Don Juan Belvídero pasó por un hijo piadoso. Levantó sobre la tumba de su padre un monumento y confió la realización de las figuras a los artistas más célebres de su tiempo. Sólo estuvo completamente tranquilo el día en que la estatua paterna, arrodillada ante la Religión, impuso su enorme peso sobre aquella fosa, en el fondo de la cual enterró el único remordimiento que hubiera rozado su corazón en los momentos de cansancio físico. Haciendo inventario de las inmensas riquezas amasadas por el viejo orientalista, don Juan se hizo avaro. ¿Acaso no tenía dos vidas humanas para proveer de dinero? Su mirada, profunda y escrutadora, penetró en el principio de la vida social y abrazó mejor al mundo, puesto que lo veía a través de una tumba. Analizó a los hombres y las cosas para terminar de una vez con el Pasado, representado por la Historia; con el Presente, configurado por la Ley; con el Futuro, desvelado por las Religiones. Tomó el alma y la materia, las arrojó a un crisol, no encontró nada, y desde entonces se convirtió en DON JUAN.

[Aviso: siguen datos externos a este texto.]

PR #1174, opened 2021-11-05
fix: Apply consistent casing for drive letters and only drive letters

### LINKED ISSUE #1173: Inconsistent capitalization for path
### Code of Conduct

### What happened?

When formatting the path, inconsistent capitalization is used, with `c:`  and only `c:` replaced with `C:` indiscrimately.

This is the table of what I'm getting and what I should be getting (note that it's possible to have custom PS drives):

This, surprisingly  only happens when testing (e,g. with `Get-PoshThemes`) not when actually using the program.

In all cases, the command is `.\oh-my-posh.exe -config ..\themes\hunk.omp.json -pwd ENTER_PATH_HERE`. I'm using hunk as the simplest demo, this happens to many other themes. I have also removed extraneous powerline characters, for clarity.

| path | result | expected | status |
|---|---|---|---|
|C:\Windows\ |C:\Windows\ |C:\Windows\ | :white_check_mark: |
|src:\test\test|srC:\test\test |src:\test\test | :x: |
|g:\Other\ | g:\Other\ | G:\Other\ | :x: |
|test:\test\ | test:\test\ | test:\test\ |  :white_check_mark: |
|testb:\test\ | testb:\test\ | testb:\test\ |  :white_check_mark: |
|testc:\test\ | testC:\test\ | testc:\test\ |  :x: |
|HKLM:\SOFTWARE\testc:test\ | HKLM:\SOFTWARE\testC:test\ | HKLM:\SOFTWARE\testc:test\ | :x: |

I've located the problem [at the `environment.go` file, line 188](https://github.com/JanDeDobbeleer/oh-my-posh/blob/main/src/environment.go#L188), where the `correctPath` function is being too naïve about Windows paths. Other drive letters than `C:` are obviously possible, you can make custom PSDrives that end in `c` (obviously the full name is greater) and you can have colons in the middle of registry keys.

The correct way would be to replace "Letter + : at the start of the string only" (if this is even necessary), not just `c:` to `C:` indiscriminately 

### Version

5.18.0

### Theme

hunk

Windows

powershell

### Relevant log output

_No response_

gschizas:
resolved #1173

### Prerequisites

### Description

Apply proper casing for all drive letters, not just `C:`. Also, ignores anything that's not really a pure drive letter, such as all the rest of the custom PSDrives (it was only by luck that none of the default non-drive-letters PSDrives end in `c`), and `c:` in the middle of the path.

### DIFF
--- a/src/environment.go
+++ b/src/environment.go
@@ -186,7 +186,7 @@ func (env *environment) getcwd() string {
 	correctPath := func(pwd string) string {
 		// on Windows, and being case sensitive and not consistent and all, this gives silly issues
 		driveLetter := getCompiledRegex(`^[a-z]:`)
-		return driveLetter.ReplaceAllStringFunc(pwd, func(letter string) string {return strings.ToUpper(letter)})
+		return driveLetter.ReplaceAllStringFunc(pwd, strings.ToUpper)
 	}
 	if env.args != nil && *env.args.PWD != "" {
 		env.cwd = correctPath(*env.args.PWD)
--- a/src/environment.go
+++ b/src/environment.go
@@ -11,6 +11,7 @@ import (
 	"os"
 	"os/exec"
 	"path/filepath"
+	"regexp"
 	"runtime"
 	"strings"
 	"sync"
@@ -185,7 +186,8 @@ func (env *environment) getcwd() string {
 	}
 	correctPath := func(pwd string) string {
 		// on Windows, and being case sensitive and not consistent and all, this gives silly issues
-		return strings.Replace(pwd, "c:", "C:", 1)
+		driveLetter := regexp.MustCompile(`^[a-z]:`)
+		return driveLetter.ReplaceAllStringFunc(pwd, func(letter string) string {return strings.ToUpper(letter)})
 	}
 	if env.args != nil && *env.args.PWD != "" {
 		env.cwd = correctPath(*env.args.PWD)
--- a/src/environment.go
+++ b/src/environment.go
@@ -11,7 +11,6 @@ import (
 	"os"
 	"os/exec"
 	"path/filepath"
-	"regexp"
 	"runtime"
 	"strings"
 	"sync"
@@ -186,7 +185,7 @@ func (env *environment) getcwd() string {
 	}
 	correctPath := func(pwd string) string {
 		// on Windows, and being case sensitive and not consistent and all, this gives silly issues
-		driveLetter := regexp.MustCompile(`^[a-z]:`)
+		driveLetter := getCompiledRegex(`^[a-z]:`)
 		return driveLetter.ReplaceAllStringFunc(pwd, func(letter string) string {return strings.ToUpper(letter)})
 	}
 	if env.args != nil && *env.args.PWD != "" {
--- a/src/environment_test.go
+++ b/src/environment_test.go
@@ -1,7 +1,6 @@
 package main
 
 import (
-	"flag"
 	"testing"
 
 	"github.com/stretchr/testify/assert"
@@ -22,30 +21,3 @@ func TestHostNameWithLan(t *testing.T) {
 	cleanHostName := cleanHostName(hostName)
 	assert.Equal(t, "hello", cleanHostName)
 }
-
-func TestPathWithDriveLetter(t *testing.T) {
-	args := &args{
-		Debug: flag.Bool(
-			"debug",
-			false,
-			"Print debug information"),
-		PWD: flag.String(
-			"pwd",
-			"",
-			"the path you are working in"),
-	}
-
-	testPath := func(t *testing.T, inputPath string, expectedResult string)  {
-		env := &environment{}
-		env.init(args)
-		env.args.PWD = &inputPath
-		assert.Equal(t, env.getcwd(), expectedResult)
-	}
-	testPath(t, `C:\Windows\`, `C:\Windows\`)
-	testPath(t, `c:\Windows\`, `C:\Windows\`)
-	testPath(t, `p:\other\`, `P:\other\`)
-	testPath(t, `other:\other\`, `other:\other\`)
-	testPath(t, `src:\source\`, `src:\source\`)
-	testPath(t, `HKLM:\SOFTWARE\magnetic:test\`, `HKLM:\SOFTWARE\magnetic:test\`)
-}
-
--- a/src/environment_test.go
+++ b/src/environment_test.go
@@ -1,6 +1,7 @@
 package main
 
 import (
+	"flag"
 	"testing"
 
 	"github.com/stretchr/testify/assert"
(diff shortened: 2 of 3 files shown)


src/environment.go
```diff
@@ -185,7 +186,8 @@ func (env *environment) getcwd() string {
 	}
 	correctPath := func(pwd string) string {
 		// on Windows, and being case sensitive and not consistent and all, this gives silly issues
-		return strings.Replace(pwd, "c:", "C:", 1)
+		driveLetter := regexp.MustCompile(`^[a-z]:`)
```
JanDeDobbeleer: you can use getCompiledRegex(`^[a-z]:`) here. We have functionality that caches the regex once compiled.

src/environment_test.go
```diff
@@ -21,3 +22,30 @@ func TestHostNameWithLan(t *testing.T) {
 	cleanHostName := cleanHostName(hostName)
 	assert.Equal(t, "hello", cleanHostName)
 }
+
+func TestPathWithDriveLetter(t *testing.T) {
```
JanDeDobbeleer: Our main test cases are the other way around. See [this](https://github.com/JanDeDobbeleer/oh-my-posh/blob/d96cb7989a759996ae75e5ee45b95d6b798a7f96/src/segment_crystal_test.go#L10) example.

JanDeDobbeleer (changes requested):
Small remarks for consistency, but otherwise 👍🏻

src/environment_test.go
gschizas: What do you mean "other way around"?

gschizas: I'm guessing I should incorporate the tests inside segment_path_test.go instead of doing this in environment_test.go. Given that there are already some similar tests there.

gschizas: I'm having trouble running the tests. I'm getting the wrong answer for drive letters. It seems as if the drive letters are being left alone in the tests.

This is my test so far (that is ⅔ / 67% failing):

```go
func TestWritePathInfoWindowsOtherDriveLetters(t *testing.T) {
	home := homeBillWindows
	want := "C: > Windows"
	got := testWritePathInfo(home, "C:\\Windows\\", "\\")
	assert.Equal(t, want, got)

	want = "C: > Windows"
	got = testWritePathInfo(home, "c:\\Windows\\", "\\")
	assert.Equal(t, want, got)

	want = "P: > Other"
	got = testWritePathInfo(home, "p:\\Other\\", "\\")
	assert.Equal(t, want, got)
}
```

The 2nd and 3rd test are failing (but they were failing even before my patch)

src/environment.go
```diff
@@ -185,7 +185,8 @@ func (env *environment) getcwd() string {
 	}
 	correctPath := func(pwd string) string {
 		// on Windows, and being case sensitive and not consistent and all, this gives silly issues
-		return strings.Replace(pwd, "c:", "C:", 1)
+		driveLetter := getCompiledRegex(`^[a-z]:`)
+		return driveLetter.ReplaceAllStringFunc(pwd, func(letter string) string {return strings.ToUpper(letter)})
```
lnu: you can do this directly: `return driveLetter.ReplaceAllStringFunc(pwd, strings.ToUpper)`

src/environment_test.go
lnu: I took your changes and all tests are green on my side.

src/environment.go
gschizas: Much nicer, thanks. I'll make the change and push it again.

(I _did_ say I don't know Go 😄 )

src/environment_test.go
gschizas: Weird... I've added my standalone tests, and I'm guessing these will go red instead. I think there's something going on with the testAgnosterPath, but I haven't been able to debug it.

JanDeDobbeleer:
@gschizas about the tests, you can refactor them entirely like this:

```go
func TestWritePath(t *testing.T) {
	cases := []struct {
		Case          string
		Expected      string
		Home          string
		PWD           string
		PathSeparator string
	}{
		{Case: "Windows outside home", Expected: "C: > f > f > location", Home: homeBillWindows, PWD: "C:\\Program Files\\Go\\location", PathSeparator: "\\"},
		{Case: "Windows oustide home", Expected: "~ > f > f > location", Home: homeBillWindows, PWD: homeBillWindows + "\\Documents\\Bill\\location", PathSeparator: "\\"},
		{Case: "Windows inside home zero levels", Expected: "C: > location", Home: homeBillWindows, PWD: "C:\\location", PathSeparator: "\\"},
		{Case: "Windows inside home one level", Expected: "C: > f > location", Home: homeBillWindows, PWD: "C:\\Program Files\\location", PathSeparator: "\\"},
		{Case: "Windows lower case drive letter", Expected: "C: > Windows", Home: homeBillWindows, PWD: "c:\\Windows\\", PathSeparator: "\\"},
		{Case: "Windows lower case drive letter (other)", Expected: "P: > Other", Home: homeBillWindows, PWD: "P:\\Other\\", PathSeparator: "\\"},
		{Case: "Windows lower case drive letter (other, lower case)", Expected: "p: > Other", Home: homeBillWindows, PWD: "P:\\Other\\", PathSeparator: "\\"},
		{Case: "Windows lower word drive", Expected: "some: > some", Home: homeBillWindows, PWD: "some:\\some\\", PathSeparator: "\\"},
		{Case: "Windows lower word drive (ending with c)", Expected: "src: > source", Home: homeBillWindows, PWD: "src:\\source\\", PathSeparator: "\\"},
		{Case: "Windows lower word drive (arbitrary cases)", Expected: "sRc: > source", Home: homeBillWindows, PWD: "sRc:\\source\\", PathSeparator: "\\"},
		{Case: "Windows registry drive", Expected: "\uf013 > f > magnetic:test", Home: homeBillWindows, PWD: "HKLM:\\SOFTWARE\\magnetic:test\\", PathSeparator: "\\"},
		{Case: "Windows registry drive case sensitive", Expected: "\uf013 > f > magnetic:TOAST", Home: homeBillWindows, PWD: "HKLM:\\SOFTWARE\\magnetic:TOAST\\", PathSeparator: "\\"},
		{Case: "Unix outside home", Expected: "mnt > f > f > location", Home: homeJan, PWD: "/mnt/go/test/location", PathSeparator: "/"},
		{Case: "Unix inside home", Expected: "~ > f > f > location", Home: homeJan, PWD: homeJan + "/docs/jan/location", PathSeparator: "/"},
		{Case: "Unix outside home zero levels", Expected: "mnt > location", Home: homeJan, PWD: "/mnt/location", PathSeparator: "/"},
		{Case: "Unix outside home one level", Expected: "mnt > f > location", Home: homeJan, PWD: "/mnt/folder/location", PathSeparator: "/"},
	}

	for _, tc := range cases {
		props := &properties{
			values: map[Property]interface{}{
				FolderSeparatorIcon: " > ",
				FolderIcon:          "f",
				HomeIcon:            "~",
			},
		}
		env := new(MockedEnvironment)
		env.On("homeDir", nil).Return(tc.Home)
		env.On("getPathSeperator", nil).Return(tc.PathSeparator)
		env.On("getcwd", nil).Return(tc.PWD)
		env.On("getRuntimeGOOS", nil).Return("")
		args := &args{
			PSWD: &tc.PWD,
		}
		env.On("getArgs", nil).Return(args)
		path := &path{
			env:   env,
			props: props,
		}
		got := path.getAgnosterPath()
		assert.Equal(t, tc.Expected, got, tc.Case)
	}
}
```

JanDeDobbeleer:
@gschizas I was going through the changes because I wanted to check why the tests fail. You need to test this in environment as it's mocked in the `path` segment (due to obvious reasons). I'll push a change and you'll stay the contributor ;-)

JanDeDobbeleer:
#1176

JanDeDobbeleer:
@all-contributors please add @gschizas for code

PR #1228, opened 2021-11-15
feat: sysinfo segment

lnu:
### Prerequisites

### Description

SysInfo segments based on gopsutil. Replaces the current memory segment. By default, looks like the old memory segment.


src/segment.go
```diff
@@ -263,6 +265,7 @@ func (segment *Segment) mapSegmentWithWriter(env environmentInfo) error {
 		Memory:        &memory{},
 		Angular:       &angular{},
 		PHP:           &php{},
+		Processor:     &processor{},
```
JanDeDobbeleer: Do we want to add this here or rename the `memory` one to `device`?

lnu: It's pure WIP. I have no idea for the name. We could merge the host information(cpu, load, memory) into one segment with all properties available for the template. It would be easier for the maintainer to have only one segment but maybe someone wants to split the info into multiple and don't want to pay the price of getting all info for each segments.

JanDeDobbeleer: When using a plain text template that could be possible even without all the styling when they're sequential. To facilitate non-sequential segments, we could also cache the response for one run in environment?

lnu: of course, if we cache it we could have one segment usable multiple times without the burden of getting data.

lnu: opted for a sysinfo segment. Used gopsutil mem package. Still WIP.

lnu:
image

```
        {
          "type":"sysinfo",
          "powerline_symbol": "",
          "foreground": "#ffffff",
          "background": "#819c09",
          "invert_powerline": true,
          "properties": {
            "prefix": " \uf9c4 ",
            // "template":"{{ round .Times 2 }}({{ .Cores }} {{.Mhz }}Mhz)"
            "template":"{{ round .Times 2 }}({{ .Cores }} cores {{ round .Mhz 2 }}Mhz)"
          },
          "style":"powerline"
        },
        {
          "type":"sysinfo",
          "powerline_symbol": "",
          "foreground": "#ffffff",
          "background": "#9c1a09",
          "invert_powerline": true,
          "properties": {
            "postfix": " ",
            // "template":"{{ round .Times 2 }}({{ .Cores }} {{.Mhz }}Mhz)"
            "template":"{{ round .Load1 2 }} {{round .Load5 2}} {{round .Load15 2}}"
          },
          "style":"powerline"
        },
        {
          "type":"sysinfo",
          "powerline_symbol": "",
          "foreground": "#ffffff",
          "background": "#8f43f3",
          "invert_powerline": true,
          "properties": {
            "prefix": " \uf85a ",
            "postfix": "% ",
            // "template":"{{ round .Load 2 }}({{ .Cores }} {{.Mhz }}Mhz)"
            "template":"{{ round .PhysicalPercentUsed 2 }}"
          },
          "style":"powerline"
        },
```

lnu:
~~still have to update all memory segment used in themes~~
image

PR #1229, opened 2021-11-15
fix: node segment enable_version_mismatch

decart:
### Prerequisites

### Description

The `.nvmrc` file can contain a node version in [different formats](https://github.com/nvm-sh/nvm#nvmrc), but currently this behavior is not supported. This fix adds more formats of `.nvmrc` file content.

### DIFF
--- a/src/segment_node_test.go
+++ b/src/segment_node_test.go
@@ -7,15 +7,26 @@ import (
 )
 
 func TestNodeMatchesVersionFile(t *testing.T) {
+	nodeVersion := version{
+		Full:  "1.2.3",
+		Major: "1",
+		Minor: "2",
+		Patch: "3",
+	}
 	cases := []struct {
 		Case      string
 		Expected  bool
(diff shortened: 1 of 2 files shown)


src/segment_node_test.go
```diff
@@ -25,9 +36,7 @@ func TestNodeMatchesVersionFile(t *testing.T) {
 			language: &language{
 				env: env,
 				activeCommand: &cmd{
-					version: &version{
-						Full: tc.Version,
-					},
+					version: &tc.Version,
```
JanDeDobbeleer: if it's always the same, why not add the above version here directly?

JanDeDobbeleer (changes requested):

src/segment_node_test.go
decart: Yes, of course...

JanDeDobbeleer (approved):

Dueño de las ilusiones de la vida, se lanzó, joven y hermoso, a la vida, despreciando al mundo, pero apoderándose del mundo. Su felicidad no podía ser una felicidad burguesa que se alimenta con un hervido diario, con un agradable calentador de cama en invierno, una lámpara de noche y unas pantuflas nuevas cada trimestre. No; se asió a la existencia como un mono que coge una nuez y, sin entretenerse largo tiempo, despoja sabiamente las envolturas del fruto, para degustar la sabrosa pulpa. La poesía y los sublimes arrebatos de la pasión humana no le interesaban. No cometió el error de otros hombres poderosos que, imaginando que las almas pequeñas creen en las grandes almas, se dedican a intercambiar los más altos pensamientos del futuro con la calderilla de nuestras ideas vitalicias, Bien podía, como ellos, caminar con los pies en la tierra y la cabeza en el cielo; pero prefería sentarse y secar bajo sus besos más de un labio de mujer joven, fresca y perfumada; porque, al igual que la Muerte, allí por donde pasaba devoraba todo sin pudor, queriendo un amor posesivo, un amor oriental de placeres largos y fáciles. Amando sólo a la mujer en las mujeres, hizo de la ironía un cariz natural de su alma. Cuando sus amantes se servían de un lecho para subir a los cielos donde iban a perderse en el seno de un éxtasis embriagador, don Juan las seguía, grave, expansivo, sincero, tanto como un estudiante alemán sabe serlo. Pero decía YO cuando su amante, loca, extasiada decía NOSOTROS. Sabía dejarse llevar por una mujer de forma admirable. Siempre era lo bastante fuerte como para hacerla creer que era un joven colegial que dice a su primera compañera de baile: «¿Te gusta bailar?», también sabía enrujecer a propósito, y sacar su poderosa espada y derribar a los comendadores. Había burla en su simpleza y risa en sus lágrimas, pues siempre supo llorar como una mujer cuando le dice a su marido: «Dame un séquito o me moriré enferma del pecho.»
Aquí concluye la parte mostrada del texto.